Sad story of Jerry Quarry’s younger brother, Mike.
quarry-foster

From the LA Daily News, 23 Aug 2006:

Ellen encouraged Mike to go to school so he could seek steady work, but his memory became so poor he couldn’t hold down a job. She can’t remember exactly when Mike was diagnosed with dementia pugilistica, but she said that it was more than 10 years ago.

In 1998, Ellen began taking Mike to UC Irvine, where he was examined yearly by doctors specializing in neurology.

His neuropsychologist, Dr. Malcolm Dick, was responsible for administering tests that would determine the pace the disease was progressing.

“During that time, Michael showed a significant decline in his abilities,” Dick said. “He went essentially from, I would say, a mild dementia to a severe dementia.

“It is sort of not surprising that he had these behavioral problems and was more confused.”

Over the first seven years of testing, Quarry’s condition worsened gradually. Last year, it escalated.

Ellen became faced with the burden of not only caring for a husband with advanced dementia pugilistica, but one whose aggressive behavior began to rise at an alarming rate.

She has threatening handwritten notes she said were signed by her husband. One to Ellen read, “I’m going to get you.” Others were made out to neighbors Mike believed were stealing from the condominium garage.

“He got aggressive on me,” Ellen said.

Ellen, not a big woman, feared for her safety, and for Mike’s. She had him committed to Brighton Gardens in Yorba Linda in a locked dementia unit, but she said he escaped after a month. Then he was put in Sunrise, a home in Seal Beach. He was there 10 months, from March 2005 through last December.

Ellen said she moved Mike to Seasons, where he died, because it was better equipped to deal with patients with severe dementia.

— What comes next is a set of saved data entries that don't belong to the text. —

PR #10806, opened 2025-08-05
Update/loguru, cmakelists toolchain pathing and readme

flightwave-maxwell:
### What

CMakeLists.txt has a pathing issue to the conan toolchain file.
* Fixed

Conan file was missing loguru
* Package added

Readme in rerun_cpp to address installing for local conan repo usage
* Updated


rerun_cpp/CMakeLists.txt
```diff
@@ -135,6 +135,17 @@ endif()
...
+# Loguru dependency.
+# Try to find loguru package (e.g., from Conan), otherwise it should be provided by the parent project.
+find_package(loguru QUIET)
+if(loguru_FOUND)
+    message(STATUS "Found loguru package")
+    target_link_libraries(rerun_sdk PRIVATE loguru::loguru)
+else()
+    message(STATUS "loguru package not found - assuming it will be provided by parent project")
+endif()
+
```
Wumpf, line 148: The Rerun C++ SDK isn't dependent on loguru so this shouldn't go here. It needs to be isolated to the examples that need it

rerun_cpp/download_and_build_arrow.cmake
```diff
@@ -4,6 +4,13 @@
 # Tries to build an as small as possible version of Arrow that is compatible with the Rerun C++ SDK.
 function(download_and_build_arrow)
     include(ExternalProject)
+    
+    # Convert CMAKE_TOOLCHAIN_FILE to absolute path if it's set
+    if(CMAKE_TOOLCHAIN_FILE)
+        get_filename_component(ARROW_TOOLCHAIN_FILE "${CMAKE_TOOLCHAIN_FILE}" ABSOLUTE)
+    else()
+        set(ARROW_TOOLCHAIN_FILE "")
+    endif()
```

Seasons cost her $5,000 monthly.

By January, Mike had been on Haldol, an anti-psychotic tranquilizer used to control behavior, for three months. Neurologists at UC Irvine prescribed the drug, Dick said.

But neither Mike Quarry’s sister, Wilma Pearson, nor her husband, Robert, is convinced that Mike had become violent enough to warrant being put on Haldol. Robert Pearson drafted a letter signed by his wife and her two remaining sisters, Janet and Diana, questioning Ellen Quarry as to why Mike had to go on Haldol.

“I don’t know

her motivation; all I know is what was happening,” Robert Pearson said. “She kept telling everybody how violent Mike was, and that was why she had to keep him on this medicine. But he was never violent. His caregiver told us Mike was never violent. And he was fired.”

David Finns, the caregiver, was one of two who helped care for Mike prior to his being placed in a home. Finns, who described Mike as having the mind of an 8-year-old, admitted that Mike did head-butt him once, but playfully.

“I said, `Michael, don’t ever do that again,”’ Finns said. “He said, `I’m sorry, Dave.’ He would get in my face, but he would never, ever hit me. I really loved that man.”

However, Ana Kunz, supervisor of the dementia unit at Seasons, said that nurses sometimes had difficulty with Mike.

“When we would try to clean him up, he would try to punch you like he was boxing,” Kunz said. “He was pretty much aggressive at that point. We would just try to talk to him, tell him to put his hands down because he was a very strong guy.”

Familiar situation

For Wilma and Robert Pearson, seeing Mike on Haldol was all too familiar. In the 1990s, as he too battled dementia pugilistica, Jerry Quarry was living with his brother Jimmy, who later died of cancer. Jimmy had been designated as Jerry’s caregiver, and Jerry was on the drugs Haldol and Thorazine, also a tranquilizer.

“Even when he was inducted into the World Boxing Hall of Fame
, he couldn’t sign (autographs),” Wilma said.

Jerry, according to several reports, was on the dais drooling, and couldn’t make an acceptance speech.

“We … got him off the drugs and he really came out of that,” Wilma said of Jerry, who was honored Aug. 12 by the Golden State Boxing Association.

“Jerry got his speech back.”

Wilma said she couldn’t bear visiting Mike once the effects of the Haldol began to take hold.

“He immediately started to have an arm that was shaking,” she said, noting one of Haldol’s side effects

. “He had to drag his leg. (Ellen) would tell us we could only visit for 30 minutes. But it took us at least 30 minutes to get him conscious, to get him out of drowning in the drugs.”

Ellen disputed the assertion and said she never put any visitation restrictions on Mike’s family. Ellen also said that Mike’s sisters rarely visited, coming down from Bakersfield to do so only every “three months or so.”

“I had a birthday party for him in March,” Ellen said. “I brought in musicians, I had streamers

put up, balloons. They didn’t call. Not even a card.”

One observer said Ellen was always by her husband’s side.

“From what I have seen there with Michael was the relationship he had with Ellen,” said Ken Garnett, community director at Seasons. “She was a very dedicated family member. She was there almost every day.

“I have never even met the (Quarry) family. I can’t remember a time that they were here. I know they never checked in with me to see how he was doing.”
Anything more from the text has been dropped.